Griffin Michelle, Ryan Caroline M, Pathan Omar, Abraham David, Denton Christopher P, Butler Peter E M
Charles Wolfson Center for Reconstructive Surgery, Royal Free Hospital, London, UK.
Division of Surgery & Interventional Science, University College London, London, UK.
Stem Cell Res Ther. 2017 Feb 7;8(1):23. doi: 10.1186/s13287-016-0444-7.
Adipose-derived stem cells (ADSCs) are emerging as an alternative stem cell source for cell-based therapies. Recent data suggest that autologous ADSC-enriched micrografting improves the effects of facial involvement in systemic sclerosis (SSc). We have extensively characterised ADSCs from SSc patients and compared their phenotype and function to healthy age- and sex-matched control ADSCs.

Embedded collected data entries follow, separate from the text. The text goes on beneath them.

PR #3490, opened 2026-01-28
fix(dart): Catch client exceptions in HttpTransport.send

### LINKED ISSUE #3455: Connection closed before full header was received Windows crash
### Platform

Flutter Desktop Windows

### Obfuscation

Enabled

### Debug Info

Enabled

### Doctor

Flutter 3.35.7
Windows 10

### Version

9.9.0

### Steps to Reproduce

I'm getting crash reports in Sentry that look like this:

```
ClientException: ClientException: Connection closed before full header was received, uri=https://o4508484832460800.ingest.us.sentry.io/api/4508484839145472/envelope/
#0      IOClient.send (package:http/src/io_client.dart:229)
#1 (<asynchronous suspension>)
#2      Response.fromStream (package:http/src/response.dart:58)
#3 (<asynchronous suspension>)
#4      HttpTransport.send (package:sentry/src/transport/http_transport.dart:42)
#5 (<asynchronous suspension>)
#6      ParsedPath._splitExtension.<fn> (package:path/src/parsed_path.dart:194)
```

This seems to happen only on Windows and not on the other platforms.

### Expected Result

I don't want the app to crash if Sentry communication does not work well for various reasons.

### Actual Result

App crashes with 

```
ClientException: ClientException: Connection closed before full header was received, uri=https://o4508484832460800.ingest.us.sentry.io/api/4508484839145472/envelope/
#0      IOClient.send (package:http/src/io_client.dart:229)
#1 (<asynchronous suspension>)
#2      Response.fromStream (package:http/src/response.dart:58)
#3 (<asynchronous suspension>)
#4      HttpTransport.send (package:sentry/src/transport/http_transport.dart:42)
#5 (<asynchronous suspension>)
#6      ParsedPath._splitExtension.<fn> (package:path/src/parsed_path.dart:194)
```

None

buenaflor:
## Summary
- Wraps the HTTP client send operation in a try/catch block to handle exceptions like `ClientException: Connection closed before full header was received`
- Logs errors via `internalLogger` for debugging visibility
- Returns `SentryId.empty()` on failure (graceful degradation) unless `automatedTestMode` is true, in which case it rethrows

Closes #3455 

## Test plan
- [x] Added test `returns empty SentryId when client throws exception`
- [x] All existing tests pass

🤖 Generated with [Claude Code](https://claude.ai/code)

### DIFF
--- a/packages/dart/lib/src/utils/transport_utils.dart
+++ b/packages/dart/lib/src/utils/transport_utils.dart
@@ -21,7 +21,7 @@ class TransportUtils {
     }
   }
 
-  static void recordLostEvent(
+  static void recordLostEvents(
       SentryOptions options, SentryEnvelope envelope, DiscardReason reason) {
     for (final item in envelope.items) {
       options.recorder.recordLostEvent(
--- a/packages/dart/lib/src/utils/transport_utils.dart
+++ b/packages/dart/lib/src/utils/transport_utils.dart
@@ -14,10 +14,8 @@ class TransportUtils {
     if (response.statusCode != 200) {
       if (options.debug) {
         internalLogger.error(() =>
-            'Error, statusCode = ${response.statusCode}, body = ${response.body}');
+            'Failed to send envelope, statusCode = ${response.statusCode}, body = ${response.body}');
       }
-    } else if (response.statusCode == 429) {
-      internalLogger.warning('Rate limit reached, failed to send envelope');
     } else {
       internalLogger.debug(
         () =>
--- a/packages/dart/lib/src/utils/transport_utils.dart
+++ b/packages/dart/lib/src/utils/transport_utils.dart
@@ -8,14 +8,11 @@ import '../transport/data_category.dart';
 import 'internal_logger.dart';
 
 class TransportUtils {
-  static void logResponse(
-      SentryOptions options, SentryEnvelope envelope, Response response,
+  static void logResponse(SentryEnvelope envelope, Response response,
       {required String target}) {
     if (response.statusCode != 200) {
-      if (options.debug) {
-        internalLogger.error(() =>
-            'Failed to send envelope, statusCode = ${response.statusCode}, body = ${response.body}');
-      }
+      internalLogger.error(() =>
+          'Failed to send envelope, statusCode = ${response.statusCode}, body = ${response.body}');
     } else {
       internalLogger.debug(
         () =>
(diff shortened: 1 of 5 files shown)


packages/dart/test/transport/http_transport_test.dart
```diff
@@ -289,18 +301,4 @@ class Fixture {
...
-  void mockLogger(
-    SentryLevel level,
-    String message, {
-    String? logger,
-    Object? exception,
-    StackTrace? stackTrace,
-  }) {
-    loggedLevel = level;
-    loggedMessage = message;
-  }
```
buenaflor, line 305: imo no need to assert log messages

packages/dart/lib/src/utils/transport_utils.dart
```diff
@@ -5,41 +5,38 @@ import '../protocol.dart';
...
+    }
+  }
 
-      if (response.statusCode >= 400 && response.statusCode != 429) {
-        for (final item in envelope.items) {
-          options.recorder.recordLostEvent(
-            DiscardReason.networkError,
-            DataCategory.fromItemType(item.header.type),
-          );
+  static void recordLostEvent(
```
denrase: Naming: recordLostEvent -> recordLostEvents, as we are recording one for every item.

packages/dart/lib/src/utils/transport_utils.dart
```diff
@@ -5,41 +5,38 @@ import '../protocol.dart';
 import '../sentry_envelope.dart';
 import '../sentry_options.dart';
 import '../transport/data_category.dart';
+import 'internal_logger.dart';
 
 class TransportUtils {
-  static void logResponse(
-      SentryOptions options, SentryEnvelope envelope, Response response,
+  static void logResponse(SentryEnvelope envelope, Response response,
```
denrase, line 11: Did you check all occurrences where `logResponse` was previously called? Just want to make sure we are not missing to record lost events, as this was a side-effect of this function.

denrase (changes requested):

packages/dart/lib/src/utils/transport_utils.dart
buenaflor: yep only used in HTTP and SpotlightHTTP so this behaviour was actually wrong since we'd be counting lost events twice because spotlight http sits on top of the normal http (spotlight http shouldn't record lost events anyway)

denrase (approved):

PR #3505, opened 2026-02-09
feat(span-first): `startSpan` callback api

buenaflor:
## :scroll: Description

Reworks `startSpan` from a simple span-factory method into a callback-based API that automatically manages span lifecycle and scope propagation via Dart zones.

The previous `startSpan` returned a bare span object, leaving callers responsible for ending it and with no automatic scope propagation. This made it easy to forget to end spans and impossible to automatically nest child spans under a parent.

The callback-based API (modeled after the JS SDK's `Sentry.startSpan`) solves both problems: the span is guaranteed to end when the callback completes, and zone-local scope forking provides implicit parent-child relationships for nested `startSpan` calls without any manual wiring.

If more use cases arise in the future we can add more APIs but for span-first this will suffice for now.

```dart
// This will be the default startSpan API for Dart

Sentry.startSpan('span1', (_) async {
  // Due to zones this span knows span1 is the parent
  await Sentry.startSpan('span1 child1', (_) async {
    await Future.delayed(const Duration(milliseconds: 50));
  });

  // Due to zones this span knows span1 is the parent
  await Sentry.startSpan('span1 child2', (_) async {
    await Future.delayed(const Duration(milliseconds: 50));
  });
});
```

- Updated existing tests in `hub_span_test.dart` to cover the callback API, including sync/async callbacks, error propagation, and nested span parenting via zones
- Updated integration tests across `dio`, `drift`, `file`, `hive`, `isar`, `link`, `sqflite`, and `supabase` packages to use the new `startInactiveSpan` API
- Verified `scope_test.dart` reflects the simplified single-`_activeSpan` field

## :pencil: Checklist

- [x] All tests passing
- [x] No breaking changes

## :crystal_ball: Next steps

#skip-changelog


buenaflor:
bugbot review

packages/dart/lib/src/hub.dart
```diff
@@ -616,16 +616,90 @@ class Hub {
...
+          'Hub: _createSpan returned UnsetSentrySpanV2 for \'$name\'. '
+          'This is a bug — the sentinel should never leak out of _createSpan.',
+        );
+        return callback(span);
+      case RecordingSentrySpanV2():
+        break;
+    }
+
+    final parentScope = (Zone.current[_scopeKey] as Scope?) ?? scope;
+    final forkedScope = parentScope.clone()..setActiveSpan(span);
```
buenaflor: same impl as Sentry JS on NodeJS -> async context with scope forking

packages/dart/lib/src/hub.dart
```diff
@@ -616,16 +616,90 @@ class Hub {
...
+
+    // Error handling is split into sync and async paths to preserve the
+    // FutureOr<T> return type — callers with a sync callback get a sync result.
+    FutureOr<T> result;
+    try {
+      result = runZoned(
+        () => callback(span),
+        zoneValues: {_scopeKey: forkedScope},
+      );
```
buenaflor, line 683: this is the bread and butter of this new API which allows to do this:

```dart
Sentry.startSpan('span1 test', (_) async {
  // Due to zones this span knows span1 test is the parent
  await Sentry.startSpan('span1 child1', (_) async {
    await Future.delayed(const Duration(milliseconds: 50));
  });

  // Due to zones this span knows span1 test is the parent
  await Sentry.startSpan('span1 child2', (_) async {
    await Future.delayed(const Duration(milliseconds: 50));
  });
});
```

ADSCs were isolated and characterised from a cohort of six SSc patients (ADSC-SSc) and were compared to six healthy age- and sex-matched controls (ADSC-N). Cell surface phenotype lineage commitment was explored by flow cytometric analysis of mesenchymal and hematopoietic markers and by the capacity to differentiate to chondrogenic, osteogenic, and adipogenic lineages. Functional activities of ADSCs were assessed by biochemical and cellular assays for proliferation, metabolism, adhesion, morphology, migration, and invasion.

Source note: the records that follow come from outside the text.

Issue #3406, opened 2025-12-16
Synchronize `PropagationContext` across layers


bitsandfoxes:
### Description

The native SDKs support receiving a trace ID. This would enhance the debug experience by sharing trace across the hybrid applications layers.

See 
- https://github.com/getsentry/sentry-java/pull/4137
- https://github.com/getsentry/sentry-java/pull/4188
- https://github.com/getsentry/sentry-cocoa/pull/5081

PR #3507, opened 2026-02-11
feat(flutter): Synchronize `traceId` to native SDKs

buenaflor:
## :scroll: Description

Synchronize the Dart trace to native Android and iOS SDKs so that native events share the same trace as Dart events.

This adds:
- `OnTraceReset` lifecycle event dispatched from `Hub.generateNewTrace()`
- `NativeTraceSyncIntegration` that subscribes to `OnTraceReset` and calls the platform-specific native `setTrace` API
- `setTrace` implementation on all platform bindings (JNI for Android, method channel for Cocoa, no-op for Native/Web)
- `supportsTraceSync` capability flag on `SentryNativeBinding`
- Disables native auto trace ID generation on Android so Flutter is the single source of truth
- `setTrace` handler in iOS `SentryFlutterPlugin.swift`
- Registration of `NativeTraceSyncIntegration` in default integrations

Implements #3406

Native crashes/errors on Android and iOS carry their own independently-generated `traceId`, disconnecting them from the Dart-side trace in the Sentry UI. The native SDKs already expose APIs to accept a trace from hybrid SDKs — this PR wires them up.

- Unit tests for `OnTraceReset` dispatch from `Hub.generateNewTrace()`
- Mock regenerated to include `setTrace` and `supportsTraceSync`
- Integration unit test for `NativeTraceSyncIntegration`
- E2E integration tests on Android emulator
- E2E integration test for iOS is a lot of time effort so we will just settle for the android test for now and continue manually testing ios

**Manual Android Test:**

image

--

**Manual iOS Test:**

image

## :pencil: Checklist
- [ ] All tests passing
- [x] No breaking changes


packages/flutter/lib/src/native/java/sentry_native_java_init.dart
```diff
@@ -239,6 +239,11 @@ void configureAndroidOptions({
     }
     androidOptions.setSendDefaultPii(options.sendDefaultPii);
     androidOptions.setEnableScopeSync(options.enableNdkScopeSync);
+    // Disable native auto trace ID generation if trace sync is enabled
```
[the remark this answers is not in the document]
buenaflor: it's already guarded

packages/flutter/example/integration_test/integration_test.dart
```diff
@@ -1065,6 +1066,45 @@ void main() {
...
+      await setupSentryAndApp(tester);
+    });
+
+    final dartTraceId =
+        Sentry.currentHub.scope.propagationContext.traceId.toString();
+
+    final traceParent = jni.Sentry.getTraceparent();
+    expect(traceParent, isNotNull,
+        reason: 'Native traceparent should not be null');
+    final traceHeader = traceParent!.getValue().toDartString();
```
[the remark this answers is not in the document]
buenaflor: Not really. This is an integration test that runs once per CI job, not a tight loop so JNI local ref leaks won't accumulate enough to matter

packages/dart/lib/src/hub.dart
```diff
@@ -610,6 +610,11 @@ class Hub {
     // Create a brand-new trace and reset the sampling flag and sampleRand so
     // that the next root transaction can set it again.
     scope.propagationContext.resetTrace();
+    // Fire-and-forget the callback
+    // Native SDK synchronization over async method channels may be slightly delayed, but this is not problematic in practice.
+    _options.lifecycleRegistry.dispatchCallback(OnTraceReset(
```
denrase: From a naming perspective we now have `new` and `reset`. Is there anything we can rename without changing public API to align this?

packages/dart/lib/src/hub.dart
```diff
@@ -610,6 +610,11 @@ class Hub {
...
+        scope.propagationContext.traceId,
+        getSpan()?.context.spanId ?? SpanId.newId()));
```
denrase, line 617: Is the fallback to a new span id here correct, or should the event have optional span?

packages/dart/lib/src/sentry_options.dart
```diff
@@ -397,6 +397,13 @@ class SentryOptions {
   /// Send statistics to sentry when the client drops events.
   bool sendClientReports = true;
 
+  /// Whether to synchronize the Dart trace to the native SDK.
+  ///
+  /// Allows native events to share the same trace as Dart events.
+  ///
+  /// Supported on Android and iOS/macOS.
+  bool enableNativeTraceSync = true;
```
buenaflor: this is wrong here, this should be in `SentryFlutterOptions`. I'll update that

packages/dart/lib/src/sdk_lifecycle_hooks.dart
```diff
@@ -103,3 +103,12 @@ class OnProcessMetric extends SdkLifecycleEvent {
 
   OnProcessMetric(this.metric);
 }
+
+/// Dispatched when a new trace is generated via [Hub.generateNewTrace].
+@internal
+class OnTraceReset extends SdkLifecycleEvent {
+  final SentryId traceId;
+  final SpanId spanId;
```
denrase, line 111: See first comment about fallback new span when this event is dispatched.

packages/dart/lib/src/sentry_options.dart
denrase: This should be opt-out?

packages/flutter/example/integration_test/integration_test.dart
```diff
@@ -1065,6 +1066,45 @@ void main() {
...
+
+    final nativeTraceId = traceHeader.split('-').first;
+    expect(nativeTraceId, dartTraceId,
+        reason: 'Native traceId should match Dart traceId after initial sync');
+
+    Sentry.currentHub.generateNewTrace();
+    final newDartTraceId =
+        Sentry.currentHub.scope.propagationContext.traceId.toString();
+    expect(newDartTraceId, isNot(dartTraceId),
```
denrase: I'm sure we tested this before, no need to re-test existing behaviour (Sentry.currentHub.generateNewTrace creates a new trace id).

packages/flutter/ios/sentry_flutter/Sources/sentry_flutter/SentryFlutterPlugin.swift
```diff
@@ -696,6 +702,17 @@ public class SentryFlutterPlugin: NSObject, FlutterPlugin {
         result("")
     }
 
+    private func setTrace(traceId: String?, spanId: String?, result: @escaping FlutterResult) {
+        guard let traceId = traceId, let spanId = spanId else {
+            result("")
```
denrase: Shouldn't we report an error here?

packages/flutter/lib/src/integrations/native_trace_sync_integration.dart
```diff
@@ -0,0 +1,46 @@
...
+      return;
+    }
+
+    _options = options;
+    options.lifecycleRegistry
+        .registerCallback<OnTraceReset>(_syncTraceToNative);
+    options.sdk.addIntegration(integrationName);
+
+    final traceId = hub.scope.propagationContext.traceId;
+    final spanId = hub.getSpan()?.context.spanId ?? SpanId.newId();
```
denrase, line 32: Again a fallback to a new span id, that is just propagated to native sie, wihtout flutter/dart having a reference.

packages/flutter/lib/src/integrations/native_trace_sync_integration.dart
```diff
@@ -0,0 +1,46 @@
...
+
+    // Sync the initial PropagationContext created at Hub construction.
+    _syncTraceToNative(OnTraceReset(traceId, spanId));
+  }
+
+  @override
+  void close() {
+    _options?.lifecycleRegistry
```
denrase, line 40: Do other integrations nil options here?

packages/flutter/lib/src/native/java/sentry_native_java.dart
```diff
@@ -388,6 +388,20 @@ class SentryNativeJava extends SentryNativeChannel {
...
+  @override
+  bool get supportsTraceSync => true;
+
+  @override
+  void setTrace(SentryId traceId, SpanId spanId) {
+    tryCatchSync('setTrace', () {
+      using((arena) {
+        final jTraceId = traceId.toString().toJString()..releasedBy(arena);
+        final jSpanId = spanId.toString().toJString()..releasedBy(arena);
+        native.InternalSentrySdk.setTrace(jTraceId, jSpanId, null, null);
```
denrase, line 407: Does it make sense to add a comment what the null params are and why we are not using them?

denrase (changes requested):

packages/dart/lib/src/sentry_options.dart
buenaflor: the default experience should be that traces are synced by default (same way contexts etc. are synced by default) - I wouldn't make it opt-in

majority of users will benefit from this

packages/dart/lib/src/hub.dart
buenaflor: `OnNewTrace` maybe?

buenaflor: in any case the whole trace / propagation context impl is internal api so we can change it without worries

packages/dart/lib/src/hub.dart
buenaflor: yeah the fallback span id is fine here and is defined the same way across other SDKs. 

the fallback doesn't map to a real measured span, it's just a placeholder identifier for propagation purposes

packages/flutter/lib/src/integrations/native_trace_sync_integration.dart
buenaflor: that's expected behaviour, this is used for propagating traces in distributed tracing if tracing is disabled or there is no active span then we generate a new span id.

it doesn't map to a real measured span,  it's just a placeholder identifier for propagation purposes

packages/flutter/lib/src/native/java/sentry_native_java.dart
buenaflor: done

packages/flutter/lib/src/integrations/native_trace_sync_integration.dart
buenaflor: yup, would you set it as late instead?

packages/dart/lib/src/hub.dart
buenaflor: updated the namings

packages/flutter/lib/src/integrations/native_trace_sync_integration.dart
denrase: no preference really, just to be consistent in cleanup like we do elsewhere

denrase (approved):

Upon characterization of ADSC-SSc, we found that there was no alteration in the phenotype or surface antigen expression compared to healthy matched control ADSCs. We found that the differentiation capacity of ADSC-SSc was equivalent to that of ADSC-N, and that ADSC-SSc did not display any morphological or adhesive abnormalities. We found that the proliferation rate and metabolic activity of ADSC-SSc was reduced (p < 0.01). We found that the migration and invasion capacity of ADSC-SSc was reduced (p < 0.01) compared to healthy matched control ADSCs.
This study provides important findings that can differentially characterise ADSCs from SSc patients. Results indicate that the surface phenotype and differentiation capacity of ADSCs from SSc patients are identical to healthy matched ADSCs. While the findings indicate that the proliferation and migration capacity of ADSC-SSc is reduced, ADSC-SSc are capable of ex-vivo culture and expansion. These findings encourage further investigation into the understanding by which ADSCs can impact upon tissue fibrosis.
脂肪来源干细胞(ADSCs)正逐渐成为基于细胞疗法的另一种干细胞来源。近期数据表明,富含自体ADSC的微移植可改善系统性硬化症(SSc)面部受累情况。我们已对SSc患者的ADSCs进行了广泛表征,并将其表型和功能与年龄和性别匹配的健康对照ADSCs进行了比较。
从6例SSc患者队列(ADSC-SSc)中分离并表征ADSCs,并与6例年龄和性别匹配的健康对照(ADSC-N)进行比较。通过对间充质和造血标志物的流式细胞术分析以及向软骨生成、成骨和成脂谱系分化的能力,探索细胞表面表型谱系定向。通过生化和细胞试验评估ADSCs的增殖、代谢、黏附、形态、迁移和侵袭等功能活性。
对ADSC-SSc进行表征时,我们发现与健康匹配的对照ADSCs相比,其表型或表面抗原表达没有改变。我们发现ADSC-SSc的分化能力与ADSC-N相当,且ADSC-SSc未表现出任何形态或黏附异常。我们发现ADSC-SSc的增殖率和代谢活性降低(p<0.01)。我们发现与健康匹配的对照ADSCs相比,ADSC-SSc的迁移和侵袭能力降低(p<0.01)。
本研究提供了重要发现,可对SSc患者的ADSCs进行差异性表征。结果表明,SSc患者ADSCs的表面表型和分化能力与健康匹配的ADSCs相同。虽然研究结果表明ADSC-SSc的增殖和迁移能力降低,但ADSC-SSc能够进行体外培养和扩增。这些发现鼓励进一步研究ADSCs影响组织纤维化的机制。